Open ChrisRackauckas opened 1 year ago
TA3 data requests for TA1. For June 1st 2021 – June 1st, 2022, we need the following:
TA2 model JSONs can be found at https://github.com/DARPA-ASKEM/program-milestones/issues/9
Vaccination data: https://github.com/DARPA-ASKEM/program-milestones/pull/11
@ChrisRackauckas Where are the results associated with the "real" training/test dataset? I only see placeholder synthetic results. https://chrisrackauckas.github.io/ASKEM_Evaluation_Staging/dev/Scenario3/Evaluation_Scenario_3/#Question-1
It just merged 8 minutes ago: https://github.com/ChrisRackauckas/ASKEM_Evaluation_Staging/pull/67. You can start running the script if you want to see it, takes just about 5 minutes. The full bound found that the TA2 model swap didn't pass a unit test due to a tolerance that was a bit too low (https://github.com/ChrisRackauckas/ASKEM_Evaluation_Staging/actions/runs/4067984576) and that needs to be fixed for the full builder to run again (already triggered https://github.com/ChrisRackauckas/ASKEM_Evaluation_Staging/actions/runs/4067975452/jobs/7005966223)
The MITRE scenario specified "explore the space of closely related models that incorporate either deaths, hospitalizations, or both."
TA2 provided SIR, SIRD, SIRH, SIRDH variants and (as I understand) MITRE expects calibration and testing on all of them. Your notebook only considered SIR vs. SIRDH. Can you provide the test performance metric (L2 norm) for all these variants against the test dataset?
Yes, that's in the files already if you look at the code.
Where is that? I'm looking at here: https://chrisrackauckas.github.io/ASKEM_Evaluation_Staging/dev/Scenario3/Evaluation_Scenario_3/#Question-2:-Add-Hospitalizations-and-Deaths
I only see
norm(solve(_prob, saveat = t_test)[S] - data_test[1][2]) + norm(solve(_prob, saveat = t_test)[I] - data_test[2][2]) + norm(solve(_prob, saveat = t_test)[R] - data_test[3][2])
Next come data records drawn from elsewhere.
PR #696, opened 2020-11-13
chore: Enable explicit default timeout on all resources

remyleone:


scaleway/resource_baremetal_server.go
```diff
@@ -22,8 +22,8 @@ func resourceScalewayBaremetalServer() *schema.Resource {
 		},
 		SchemaVersion: 0,
 		Timeouts: &schema.ResourceTimeout{
-			Create: &baremetalServerResourceTimeout,
-			Delete: &baremetalServerResourceTimeout,
+			Create: schema.DefaultTimeout(baremetalServerResourceTimeout),
```
jerome-quere, line 25: Why not use default ?

scaleway/resource_instance_ip_reverse_dns.go
```diff
@@ -18,6 +18,9 @@ func resourceScalewayInstanceIPReverseDNS() *schema.Resource {
 		Importer: &schema.ResourceImporter{
 			StateContext: schema.ImportStatePassthroughContext,
 		},
+		Timeouts: &schema.ResourceTimeout{
+			Default: schema.DefaultTimeout(instanceIPTimeout),
```
jerome-quere, line 22: I wounder if we would not be easier to read if time was directly specified without using a varibale

jerome-quere (changes requested):

scaleway/resource_instance_ip_reverse_dns.go
remyleone: I would prefer to have all timeout for a given set of resources be defined in a single place that allows for easy modification and reading once when we want to change the default for a given set of resources.

jerome-quere (changes requested):
We should standardize the name of all timeout vars
```
default<ProductName><RessourceName>Timeout = XX;
```

jerome-quere (approved):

norm(solve(_prob2, saveat = t_test)[S] - data_test[1][2]) + norm(solve(_prob2, saveat = t_test)[I] - data_test[2][2]) + norm(solve(_prob2, saveat = t_test)[R] - data_test[3][2]) + norm(solve(_prob2, saveat = t_test)[H] - data_test[4][2]) + norm(solve(_prob2, saveat = t_test)[D] - data_test[5][2])
I was expecting to see the same as above but for _probN
where N
is for each of SIR, SIRH, SIRD, SIRDH
.
That's the later questions. Question 2 only has those two models if I'm reading the text correctly. Are you asking about Question 6?
Nope, these models are meant for the Question 2 as I understand. Otherwise, it'd be a rather poor model-space selection process to just select between 2 things.